Activity -> Which lines below fall between the one containing "5e-Cleric: done" and the one containing "I think this is good. Thanks @5e-Cleric !"? Repeat them exactly, counting both of those lines, and add nothing else.

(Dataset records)
###
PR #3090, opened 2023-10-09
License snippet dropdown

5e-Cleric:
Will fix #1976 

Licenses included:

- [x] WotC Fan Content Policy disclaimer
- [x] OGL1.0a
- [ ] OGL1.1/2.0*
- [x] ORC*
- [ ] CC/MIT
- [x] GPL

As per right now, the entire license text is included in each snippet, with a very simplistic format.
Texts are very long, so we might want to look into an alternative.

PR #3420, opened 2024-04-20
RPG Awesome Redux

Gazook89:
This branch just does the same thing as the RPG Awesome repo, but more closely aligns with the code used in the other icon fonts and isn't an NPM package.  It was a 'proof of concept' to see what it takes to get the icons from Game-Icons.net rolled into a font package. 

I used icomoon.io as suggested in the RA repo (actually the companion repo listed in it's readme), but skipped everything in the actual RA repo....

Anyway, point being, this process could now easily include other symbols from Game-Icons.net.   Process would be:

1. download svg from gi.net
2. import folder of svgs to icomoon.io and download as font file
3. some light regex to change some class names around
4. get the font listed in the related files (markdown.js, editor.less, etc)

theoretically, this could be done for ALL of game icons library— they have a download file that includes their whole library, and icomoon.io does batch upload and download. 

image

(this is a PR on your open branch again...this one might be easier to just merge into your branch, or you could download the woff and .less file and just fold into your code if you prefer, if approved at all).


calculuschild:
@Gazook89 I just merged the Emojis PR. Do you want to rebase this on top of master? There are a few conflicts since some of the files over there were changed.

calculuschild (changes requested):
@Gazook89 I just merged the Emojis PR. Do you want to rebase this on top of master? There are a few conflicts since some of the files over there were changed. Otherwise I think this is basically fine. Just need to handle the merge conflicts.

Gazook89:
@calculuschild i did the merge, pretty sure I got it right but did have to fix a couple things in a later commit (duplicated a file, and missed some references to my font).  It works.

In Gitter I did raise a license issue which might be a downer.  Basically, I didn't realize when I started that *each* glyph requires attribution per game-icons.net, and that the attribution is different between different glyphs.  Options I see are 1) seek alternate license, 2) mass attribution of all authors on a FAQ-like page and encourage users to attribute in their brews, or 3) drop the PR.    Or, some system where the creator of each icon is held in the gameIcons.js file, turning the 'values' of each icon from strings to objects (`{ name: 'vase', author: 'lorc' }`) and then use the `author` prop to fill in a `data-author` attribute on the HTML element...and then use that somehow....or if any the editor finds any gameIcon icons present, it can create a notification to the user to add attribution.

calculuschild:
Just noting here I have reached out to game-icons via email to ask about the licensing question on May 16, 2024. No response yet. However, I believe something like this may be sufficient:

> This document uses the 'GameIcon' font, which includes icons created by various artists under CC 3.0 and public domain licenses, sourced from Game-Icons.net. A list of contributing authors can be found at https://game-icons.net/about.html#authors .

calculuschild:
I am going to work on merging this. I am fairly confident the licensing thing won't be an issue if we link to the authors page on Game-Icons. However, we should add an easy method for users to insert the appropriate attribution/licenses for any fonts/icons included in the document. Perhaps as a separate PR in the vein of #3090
###
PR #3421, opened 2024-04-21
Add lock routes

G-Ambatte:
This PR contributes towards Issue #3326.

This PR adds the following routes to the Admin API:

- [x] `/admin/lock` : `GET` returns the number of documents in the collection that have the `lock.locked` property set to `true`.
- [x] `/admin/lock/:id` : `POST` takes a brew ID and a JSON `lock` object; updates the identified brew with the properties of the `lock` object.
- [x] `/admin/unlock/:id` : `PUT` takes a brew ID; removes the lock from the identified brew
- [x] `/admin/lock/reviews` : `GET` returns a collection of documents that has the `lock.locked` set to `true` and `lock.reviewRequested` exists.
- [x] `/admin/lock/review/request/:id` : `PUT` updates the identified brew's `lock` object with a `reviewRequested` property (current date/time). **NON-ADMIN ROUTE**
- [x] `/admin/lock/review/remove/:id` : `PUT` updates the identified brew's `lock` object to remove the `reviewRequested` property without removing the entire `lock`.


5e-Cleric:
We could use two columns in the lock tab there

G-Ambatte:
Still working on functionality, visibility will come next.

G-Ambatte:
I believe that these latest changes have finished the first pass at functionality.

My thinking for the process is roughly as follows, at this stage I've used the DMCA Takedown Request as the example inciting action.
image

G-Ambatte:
###
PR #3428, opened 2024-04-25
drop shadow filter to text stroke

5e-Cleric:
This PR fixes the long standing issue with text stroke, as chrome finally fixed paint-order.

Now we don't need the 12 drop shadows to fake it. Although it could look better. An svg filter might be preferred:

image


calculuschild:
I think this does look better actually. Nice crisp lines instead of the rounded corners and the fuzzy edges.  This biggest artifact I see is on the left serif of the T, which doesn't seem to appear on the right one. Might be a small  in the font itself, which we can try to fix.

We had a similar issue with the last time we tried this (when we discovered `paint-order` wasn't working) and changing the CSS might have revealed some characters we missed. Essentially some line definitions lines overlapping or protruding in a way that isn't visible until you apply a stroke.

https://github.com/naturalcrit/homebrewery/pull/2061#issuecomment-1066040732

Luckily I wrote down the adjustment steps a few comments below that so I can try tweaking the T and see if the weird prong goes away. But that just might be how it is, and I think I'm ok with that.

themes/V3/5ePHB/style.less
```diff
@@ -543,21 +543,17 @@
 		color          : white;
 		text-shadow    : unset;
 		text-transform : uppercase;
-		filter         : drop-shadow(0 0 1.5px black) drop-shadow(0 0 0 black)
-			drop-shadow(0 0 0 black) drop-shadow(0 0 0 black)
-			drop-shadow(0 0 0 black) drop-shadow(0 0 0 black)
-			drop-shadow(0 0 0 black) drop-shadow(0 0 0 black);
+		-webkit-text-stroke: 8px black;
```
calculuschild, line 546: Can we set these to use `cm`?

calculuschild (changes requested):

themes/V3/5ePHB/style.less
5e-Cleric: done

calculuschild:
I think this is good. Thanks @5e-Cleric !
###
Worked solution ->
5e-Cleric: done

calculuschild:
I think this is good. Thanks @5e-Cleric !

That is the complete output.